*** Opening of TASK MATERIAL ***
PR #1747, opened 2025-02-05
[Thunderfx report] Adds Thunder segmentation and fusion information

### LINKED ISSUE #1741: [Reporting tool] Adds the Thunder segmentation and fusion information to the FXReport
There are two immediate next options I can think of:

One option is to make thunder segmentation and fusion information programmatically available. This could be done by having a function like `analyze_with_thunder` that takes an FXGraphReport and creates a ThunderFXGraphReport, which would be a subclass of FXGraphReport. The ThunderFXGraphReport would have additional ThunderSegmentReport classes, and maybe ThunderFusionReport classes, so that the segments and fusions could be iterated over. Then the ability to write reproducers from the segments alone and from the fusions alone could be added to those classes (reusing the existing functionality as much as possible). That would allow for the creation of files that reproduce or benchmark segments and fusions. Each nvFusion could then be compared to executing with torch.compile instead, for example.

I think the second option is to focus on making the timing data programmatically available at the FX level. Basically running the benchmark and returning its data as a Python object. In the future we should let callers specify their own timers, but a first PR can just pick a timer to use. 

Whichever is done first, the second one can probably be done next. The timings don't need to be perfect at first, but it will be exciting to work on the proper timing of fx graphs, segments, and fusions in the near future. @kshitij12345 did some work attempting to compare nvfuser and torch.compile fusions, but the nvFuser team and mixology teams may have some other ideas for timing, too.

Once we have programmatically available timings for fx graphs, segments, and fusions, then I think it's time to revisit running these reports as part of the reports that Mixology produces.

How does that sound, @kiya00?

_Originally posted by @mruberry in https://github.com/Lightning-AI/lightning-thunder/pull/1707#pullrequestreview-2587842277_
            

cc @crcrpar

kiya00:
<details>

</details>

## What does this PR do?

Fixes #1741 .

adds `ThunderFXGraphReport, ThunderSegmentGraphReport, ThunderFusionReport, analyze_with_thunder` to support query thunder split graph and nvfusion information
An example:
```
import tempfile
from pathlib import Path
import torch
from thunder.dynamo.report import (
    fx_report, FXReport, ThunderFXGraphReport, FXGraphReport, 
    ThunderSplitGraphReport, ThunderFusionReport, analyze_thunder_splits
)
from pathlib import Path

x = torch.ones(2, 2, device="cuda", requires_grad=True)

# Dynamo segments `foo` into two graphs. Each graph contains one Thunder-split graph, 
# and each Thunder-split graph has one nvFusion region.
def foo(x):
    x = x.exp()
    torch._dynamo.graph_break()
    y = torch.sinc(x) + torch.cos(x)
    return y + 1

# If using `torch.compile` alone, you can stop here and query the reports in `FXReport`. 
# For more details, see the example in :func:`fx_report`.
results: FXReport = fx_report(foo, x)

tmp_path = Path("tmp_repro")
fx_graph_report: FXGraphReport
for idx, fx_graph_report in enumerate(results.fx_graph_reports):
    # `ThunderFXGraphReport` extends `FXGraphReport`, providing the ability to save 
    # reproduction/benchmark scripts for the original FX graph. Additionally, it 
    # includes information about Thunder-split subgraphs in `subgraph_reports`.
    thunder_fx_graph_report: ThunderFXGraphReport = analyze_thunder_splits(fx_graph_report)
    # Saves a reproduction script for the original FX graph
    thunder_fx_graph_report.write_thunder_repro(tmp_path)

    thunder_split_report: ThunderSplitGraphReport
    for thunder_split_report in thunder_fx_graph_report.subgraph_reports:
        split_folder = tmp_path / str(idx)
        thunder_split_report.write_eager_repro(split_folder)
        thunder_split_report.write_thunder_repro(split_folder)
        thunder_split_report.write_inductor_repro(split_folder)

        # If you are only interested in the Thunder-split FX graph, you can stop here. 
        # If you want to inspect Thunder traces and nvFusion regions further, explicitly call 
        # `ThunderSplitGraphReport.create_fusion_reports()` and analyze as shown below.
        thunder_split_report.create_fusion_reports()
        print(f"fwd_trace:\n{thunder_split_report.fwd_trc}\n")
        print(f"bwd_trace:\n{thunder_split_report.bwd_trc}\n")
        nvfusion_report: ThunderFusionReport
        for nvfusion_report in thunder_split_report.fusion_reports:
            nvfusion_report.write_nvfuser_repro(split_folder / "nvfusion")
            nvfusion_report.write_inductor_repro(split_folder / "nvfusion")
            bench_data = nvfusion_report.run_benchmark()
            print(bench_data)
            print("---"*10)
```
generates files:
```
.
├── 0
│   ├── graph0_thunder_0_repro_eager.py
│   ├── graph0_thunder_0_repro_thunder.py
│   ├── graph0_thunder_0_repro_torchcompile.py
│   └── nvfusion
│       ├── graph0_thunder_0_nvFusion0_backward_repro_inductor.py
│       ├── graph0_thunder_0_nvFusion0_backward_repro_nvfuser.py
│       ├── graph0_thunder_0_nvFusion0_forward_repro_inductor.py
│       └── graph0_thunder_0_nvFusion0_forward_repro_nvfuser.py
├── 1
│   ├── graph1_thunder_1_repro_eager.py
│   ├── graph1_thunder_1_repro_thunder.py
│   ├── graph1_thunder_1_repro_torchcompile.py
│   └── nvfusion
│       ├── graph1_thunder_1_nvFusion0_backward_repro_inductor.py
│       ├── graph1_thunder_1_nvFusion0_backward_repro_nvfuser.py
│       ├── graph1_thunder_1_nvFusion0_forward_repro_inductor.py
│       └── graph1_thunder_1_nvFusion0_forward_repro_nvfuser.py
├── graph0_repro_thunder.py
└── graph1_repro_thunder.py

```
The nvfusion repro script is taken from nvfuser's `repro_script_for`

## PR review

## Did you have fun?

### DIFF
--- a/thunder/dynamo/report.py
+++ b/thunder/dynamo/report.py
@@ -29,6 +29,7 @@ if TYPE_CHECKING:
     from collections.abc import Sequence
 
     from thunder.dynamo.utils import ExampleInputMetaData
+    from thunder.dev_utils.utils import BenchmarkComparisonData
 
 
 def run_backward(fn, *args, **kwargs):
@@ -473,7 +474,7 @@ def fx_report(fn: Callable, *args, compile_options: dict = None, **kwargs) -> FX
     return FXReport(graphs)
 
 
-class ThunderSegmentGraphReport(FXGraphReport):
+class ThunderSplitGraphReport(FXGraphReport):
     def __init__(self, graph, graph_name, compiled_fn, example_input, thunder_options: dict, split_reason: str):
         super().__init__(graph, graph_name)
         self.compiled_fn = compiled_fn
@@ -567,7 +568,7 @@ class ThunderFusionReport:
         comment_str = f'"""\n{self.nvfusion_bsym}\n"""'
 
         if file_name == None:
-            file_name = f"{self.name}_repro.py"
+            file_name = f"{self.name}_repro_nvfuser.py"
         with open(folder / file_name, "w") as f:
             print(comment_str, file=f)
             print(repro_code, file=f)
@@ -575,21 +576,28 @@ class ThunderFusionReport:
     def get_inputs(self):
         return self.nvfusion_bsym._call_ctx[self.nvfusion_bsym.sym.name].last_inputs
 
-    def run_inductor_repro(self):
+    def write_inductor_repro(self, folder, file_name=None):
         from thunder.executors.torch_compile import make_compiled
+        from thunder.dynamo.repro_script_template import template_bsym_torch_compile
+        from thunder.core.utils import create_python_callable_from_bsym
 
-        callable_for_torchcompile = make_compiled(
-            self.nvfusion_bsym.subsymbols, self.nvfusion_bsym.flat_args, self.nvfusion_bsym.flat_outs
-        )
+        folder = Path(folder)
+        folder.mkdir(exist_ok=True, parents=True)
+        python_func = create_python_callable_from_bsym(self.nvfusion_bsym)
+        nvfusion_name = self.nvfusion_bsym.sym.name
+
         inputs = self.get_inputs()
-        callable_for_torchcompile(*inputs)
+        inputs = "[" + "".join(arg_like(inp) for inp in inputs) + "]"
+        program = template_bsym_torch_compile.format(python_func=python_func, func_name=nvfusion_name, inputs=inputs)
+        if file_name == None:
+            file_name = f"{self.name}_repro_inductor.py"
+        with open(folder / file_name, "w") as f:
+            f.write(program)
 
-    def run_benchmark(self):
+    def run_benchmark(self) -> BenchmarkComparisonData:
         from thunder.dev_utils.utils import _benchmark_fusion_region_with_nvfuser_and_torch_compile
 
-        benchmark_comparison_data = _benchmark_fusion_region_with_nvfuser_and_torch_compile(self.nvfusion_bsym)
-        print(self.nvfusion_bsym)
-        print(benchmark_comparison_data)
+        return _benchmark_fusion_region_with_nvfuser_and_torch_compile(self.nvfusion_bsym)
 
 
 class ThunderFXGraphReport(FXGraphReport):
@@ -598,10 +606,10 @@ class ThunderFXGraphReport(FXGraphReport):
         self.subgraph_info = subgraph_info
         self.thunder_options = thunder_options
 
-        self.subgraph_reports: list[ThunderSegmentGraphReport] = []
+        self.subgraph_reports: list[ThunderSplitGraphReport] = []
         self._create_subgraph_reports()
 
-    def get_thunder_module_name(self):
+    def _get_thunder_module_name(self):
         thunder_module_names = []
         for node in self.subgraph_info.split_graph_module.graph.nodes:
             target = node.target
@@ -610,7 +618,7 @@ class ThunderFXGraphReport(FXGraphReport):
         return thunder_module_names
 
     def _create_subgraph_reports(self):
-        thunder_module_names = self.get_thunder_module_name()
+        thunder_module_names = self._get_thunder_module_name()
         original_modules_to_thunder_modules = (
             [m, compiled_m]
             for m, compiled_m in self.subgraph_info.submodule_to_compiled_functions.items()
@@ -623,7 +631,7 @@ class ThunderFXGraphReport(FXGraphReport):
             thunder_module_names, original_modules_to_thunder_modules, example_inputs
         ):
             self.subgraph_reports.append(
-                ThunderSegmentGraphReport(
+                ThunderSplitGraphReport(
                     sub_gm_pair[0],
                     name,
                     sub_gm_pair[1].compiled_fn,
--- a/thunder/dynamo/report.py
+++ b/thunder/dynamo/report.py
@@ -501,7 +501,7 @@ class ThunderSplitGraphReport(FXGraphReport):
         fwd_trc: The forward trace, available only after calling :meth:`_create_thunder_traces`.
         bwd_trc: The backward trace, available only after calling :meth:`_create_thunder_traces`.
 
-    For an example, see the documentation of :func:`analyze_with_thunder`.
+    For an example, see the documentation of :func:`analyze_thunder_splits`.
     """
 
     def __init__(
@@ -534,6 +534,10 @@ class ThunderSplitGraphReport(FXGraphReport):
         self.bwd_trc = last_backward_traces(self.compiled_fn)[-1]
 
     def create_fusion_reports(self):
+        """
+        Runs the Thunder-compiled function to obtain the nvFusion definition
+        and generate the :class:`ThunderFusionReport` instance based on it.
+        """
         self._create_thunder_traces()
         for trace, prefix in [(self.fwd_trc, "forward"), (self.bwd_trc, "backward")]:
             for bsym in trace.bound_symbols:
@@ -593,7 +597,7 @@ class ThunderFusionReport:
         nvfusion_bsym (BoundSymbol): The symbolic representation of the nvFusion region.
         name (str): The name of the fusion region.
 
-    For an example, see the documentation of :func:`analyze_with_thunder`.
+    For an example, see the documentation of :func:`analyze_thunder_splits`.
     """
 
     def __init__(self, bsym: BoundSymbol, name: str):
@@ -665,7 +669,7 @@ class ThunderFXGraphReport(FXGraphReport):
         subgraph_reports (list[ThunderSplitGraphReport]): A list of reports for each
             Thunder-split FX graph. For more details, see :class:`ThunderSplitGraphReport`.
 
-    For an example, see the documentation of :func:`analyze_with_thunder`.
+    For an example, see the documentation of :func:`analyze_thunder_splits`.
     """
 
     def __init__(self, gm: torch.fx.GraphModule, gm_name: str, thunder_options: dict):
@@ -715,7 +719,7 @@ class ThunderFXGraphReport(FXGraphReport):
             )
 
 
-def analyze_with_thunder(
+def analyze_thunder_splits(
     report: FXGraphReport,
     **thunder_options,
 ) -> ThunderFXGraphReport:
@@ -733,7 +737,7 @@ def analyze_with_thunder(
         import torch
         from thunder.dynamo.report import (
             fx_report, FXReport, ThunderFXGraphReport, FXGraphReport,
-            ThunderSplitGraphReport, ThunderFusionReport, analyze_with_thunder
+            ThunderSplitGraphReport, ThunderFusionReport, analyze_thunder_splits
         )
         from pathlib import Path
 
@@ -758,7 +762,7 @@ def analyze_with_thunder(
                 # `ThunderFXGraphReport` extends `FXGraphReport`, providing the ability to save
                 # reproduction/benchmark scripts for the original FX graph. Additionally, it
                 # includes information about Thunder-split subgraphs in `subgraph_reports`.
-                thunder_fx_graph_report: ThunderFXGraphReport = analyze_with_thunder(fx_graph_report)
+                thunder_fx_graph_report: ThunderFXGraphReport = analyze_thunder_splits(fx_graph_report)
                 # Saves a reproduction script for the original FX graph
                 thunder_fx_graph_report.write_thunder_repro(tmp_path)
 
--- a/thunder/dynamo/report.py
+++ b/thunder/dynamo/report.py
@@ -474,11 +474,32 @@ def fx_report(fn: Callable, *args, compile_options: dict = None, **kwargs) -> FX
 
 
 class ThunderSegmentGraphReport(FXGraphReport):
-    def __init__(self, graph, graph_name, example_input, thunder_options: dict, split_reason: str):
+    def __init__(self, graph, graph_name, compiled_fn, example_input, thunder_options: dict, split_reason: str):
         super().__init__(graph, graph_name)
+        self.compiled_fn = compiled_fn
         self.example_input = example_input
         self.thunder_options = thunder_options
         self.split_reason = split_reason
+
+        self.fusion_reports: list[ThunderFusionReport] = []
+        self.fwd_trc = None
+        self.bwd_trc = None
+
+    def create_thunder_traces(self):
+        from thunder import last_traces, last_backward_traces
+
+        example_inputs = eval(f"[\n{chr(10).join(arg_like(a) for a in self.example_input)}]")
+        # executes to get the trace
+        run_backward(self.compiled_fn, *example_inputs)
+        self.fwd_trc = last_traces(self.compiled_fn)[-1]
*** Close of TASK MATERIAL ***
- [YOUR ASSIGNMENT]: Give back exactly the lines from the first line of the records through the line holding "I think the", including both of those lines and leaving out all others.

- [OUTPUT BELOW]:
PR #1747, opened 2025-02-05
[Thunderfx report] Adds Thunder segmentation and fusion information

### LINKED ISSUE #1741: [Reporting tool] Adds the Thunder segmentation and fusion information to the FXReport
There are two immediate next options I can think of:

One option is to make thunder segmentation and fusion information programmatically available. This could be done by having a function like `analyze_with_thunder` that takes an FXGraphReport and creates a ThunderFXGraphReport, which would be a subclass of FXGraphReport. The ThunderFXGraphReport would have additional ThunderSegmentReport classes, and maybe ThunderFusionReport classes, so that the segments and fusions could be iterated over. Then the ability to write reproducers from the segments alone and from the fusions alone could be added to those classes (reusing the existing functionality as much as possible). That would allow for the creation of files that reproduce or benchmark segments and fusions. Each nvFusion could then be compared to executing with torch.compile instead, for example.

I think the second option is to focus on making the timing data programmatically available at the FX level. Basically running the benchmark and returning its data as a Python object. In the future we should let callers specify their own timers, but a first PR can just pick a timer to use. 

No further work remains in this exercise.